** Opening Given information block **

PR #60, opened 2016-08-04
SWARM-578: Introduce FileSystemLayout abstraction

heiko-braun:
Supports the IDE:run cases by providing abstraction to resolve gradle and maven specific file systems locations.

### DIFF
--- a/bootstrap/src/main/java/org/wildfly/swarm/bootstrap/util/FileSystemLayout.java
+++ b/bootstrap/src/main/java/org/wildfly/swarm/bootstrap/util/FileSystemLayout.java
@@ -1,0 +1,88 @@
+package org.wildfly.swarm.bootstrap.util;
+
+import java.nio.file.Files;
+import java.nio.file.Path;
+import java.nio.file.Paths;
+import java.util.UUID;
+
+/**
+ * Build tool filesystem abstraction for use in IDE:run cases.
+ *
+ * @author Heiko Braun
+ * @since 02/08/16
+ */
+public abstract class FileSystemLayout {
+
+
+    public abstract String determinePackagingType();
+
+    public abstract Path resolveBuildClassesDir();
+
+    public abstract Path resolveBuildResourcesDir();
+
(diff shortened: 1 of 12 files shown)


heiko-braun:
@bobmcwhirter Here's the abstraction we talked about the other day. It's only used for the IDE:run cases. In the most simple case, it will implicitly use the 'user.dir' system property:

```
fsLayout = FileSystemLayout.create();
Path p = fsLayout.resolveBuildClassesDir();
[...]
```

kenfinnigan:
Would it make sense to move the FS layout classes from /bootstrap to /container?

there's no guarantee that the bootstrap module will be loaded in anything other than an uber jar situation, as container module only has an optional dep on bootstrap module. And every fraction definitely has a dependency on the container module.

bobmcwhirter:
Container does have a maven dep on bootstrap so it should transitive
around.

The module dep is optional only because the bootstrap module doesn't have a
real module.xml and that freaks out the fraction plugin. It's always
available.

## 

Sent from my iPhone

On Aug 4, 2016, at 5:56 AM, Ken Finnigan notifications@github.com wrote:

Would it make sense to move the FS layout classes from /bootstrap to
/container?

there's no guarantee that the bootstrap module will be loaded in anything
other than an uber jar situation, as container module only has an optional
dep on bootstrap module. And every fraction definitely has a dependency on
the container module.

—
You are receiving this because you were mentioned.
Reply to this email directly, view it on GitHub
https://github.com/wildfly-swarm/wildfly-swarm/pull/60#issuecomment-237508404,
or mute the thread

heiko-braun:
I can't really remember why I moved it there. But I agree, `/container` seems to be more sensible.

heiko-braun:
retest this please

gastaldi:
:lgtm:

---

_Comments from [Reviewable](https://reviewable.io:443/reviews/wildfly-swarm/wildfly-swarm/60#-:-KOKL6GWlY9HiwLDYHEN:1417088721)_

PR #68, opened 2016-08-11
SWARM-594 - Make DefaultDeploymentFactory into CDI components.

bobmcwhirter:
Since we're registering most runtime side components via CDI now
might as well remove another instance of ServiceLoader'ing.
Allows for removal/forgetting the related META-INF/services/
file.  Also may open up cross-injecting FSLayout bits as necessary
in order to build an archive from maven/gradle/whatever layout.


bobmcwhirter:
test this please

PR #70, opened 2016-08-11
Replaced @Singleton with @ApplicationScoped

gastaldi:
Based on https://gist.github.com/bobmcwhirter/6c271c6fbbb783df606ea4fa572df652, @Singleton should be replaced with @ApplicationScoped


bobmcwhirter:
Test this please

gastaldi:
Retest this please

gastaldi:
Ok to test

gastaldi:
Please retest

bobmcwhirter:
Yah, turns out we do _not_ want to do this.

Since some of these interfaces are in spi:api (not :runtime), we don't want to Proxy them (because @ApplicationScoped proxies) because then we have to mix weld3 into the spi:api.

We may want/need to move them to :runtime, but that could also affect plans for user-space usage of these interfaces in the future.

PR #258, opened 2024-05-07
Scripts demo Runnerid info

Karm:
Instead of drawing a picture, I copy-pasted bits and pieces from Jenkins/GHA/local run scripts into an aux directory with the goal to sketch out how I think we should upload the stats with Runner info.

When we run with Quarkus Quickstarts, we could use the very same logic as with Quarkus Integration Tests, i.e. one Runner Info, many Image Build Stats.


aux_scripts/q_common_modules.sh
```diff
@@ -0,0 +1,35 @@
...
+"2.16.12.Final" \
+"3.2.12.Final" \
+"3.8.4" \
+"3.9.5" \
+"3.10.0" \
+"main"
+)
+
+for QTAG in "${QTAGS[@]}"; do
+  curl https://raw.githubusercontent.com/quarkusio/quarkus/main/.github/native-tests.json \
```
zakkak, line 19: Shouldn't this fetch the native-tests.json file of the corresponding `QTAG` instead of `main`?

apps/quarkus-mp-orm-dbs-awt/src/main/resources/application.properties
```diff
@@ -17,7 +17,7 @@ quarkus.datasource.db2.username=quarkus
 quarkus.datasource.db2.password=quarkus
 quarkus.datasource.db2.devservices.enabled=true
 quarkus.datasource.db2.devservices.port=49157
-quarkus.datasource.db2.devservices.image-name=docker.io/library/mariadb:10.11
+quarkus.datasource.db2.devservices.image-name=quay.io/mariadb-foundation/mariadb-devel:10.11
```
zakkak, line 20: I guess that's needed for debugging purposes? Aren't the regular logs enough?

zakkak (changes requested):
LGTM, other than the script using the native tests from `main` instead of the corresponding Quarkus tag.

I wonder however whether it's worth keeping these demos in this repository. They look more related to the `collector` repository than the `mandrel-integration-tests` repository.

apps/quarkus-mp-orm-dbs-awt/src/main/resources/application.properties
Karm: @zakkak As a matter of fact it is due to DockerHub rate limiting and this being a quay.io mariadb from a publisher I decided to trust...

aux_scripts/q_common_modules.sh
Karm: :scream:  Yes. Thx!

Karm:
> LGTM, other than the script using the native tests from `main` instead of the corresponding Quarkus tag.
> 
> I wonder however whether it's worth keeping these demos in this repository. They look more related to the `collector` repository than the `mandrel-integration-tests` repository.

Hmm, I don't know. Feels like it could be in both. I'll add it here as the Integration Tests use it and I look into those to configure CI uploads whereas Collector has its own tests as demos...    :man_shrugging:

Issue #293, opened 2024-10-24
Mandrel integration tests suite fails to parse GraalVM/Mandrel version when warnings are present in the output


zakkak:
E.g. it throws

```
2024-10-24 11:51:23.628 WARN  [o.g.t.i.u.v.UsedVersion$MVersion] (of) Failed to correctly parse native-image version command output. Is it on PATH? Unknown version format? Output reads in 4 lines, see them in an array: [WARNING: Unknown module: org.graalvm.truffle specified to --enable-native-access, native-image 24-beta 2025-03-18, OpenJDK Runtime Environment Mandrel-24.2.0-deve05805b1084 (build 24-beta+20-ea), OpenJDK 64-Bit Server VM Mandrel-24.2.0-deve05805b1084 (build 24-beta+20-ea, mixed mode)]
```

** Closing Given information block **

Filter the records for lines holding the string "interfaces". Copy each one.

Since some of these interfaces are in spi:api (not :runtime), we don't want to Proxy them (because @ApplicationScoped proxies) because then we have to mix weld3 into the spi:api.
We may want/need to move them to :runtime, but that could also affect plans for user-space usage of these interfaces in the future.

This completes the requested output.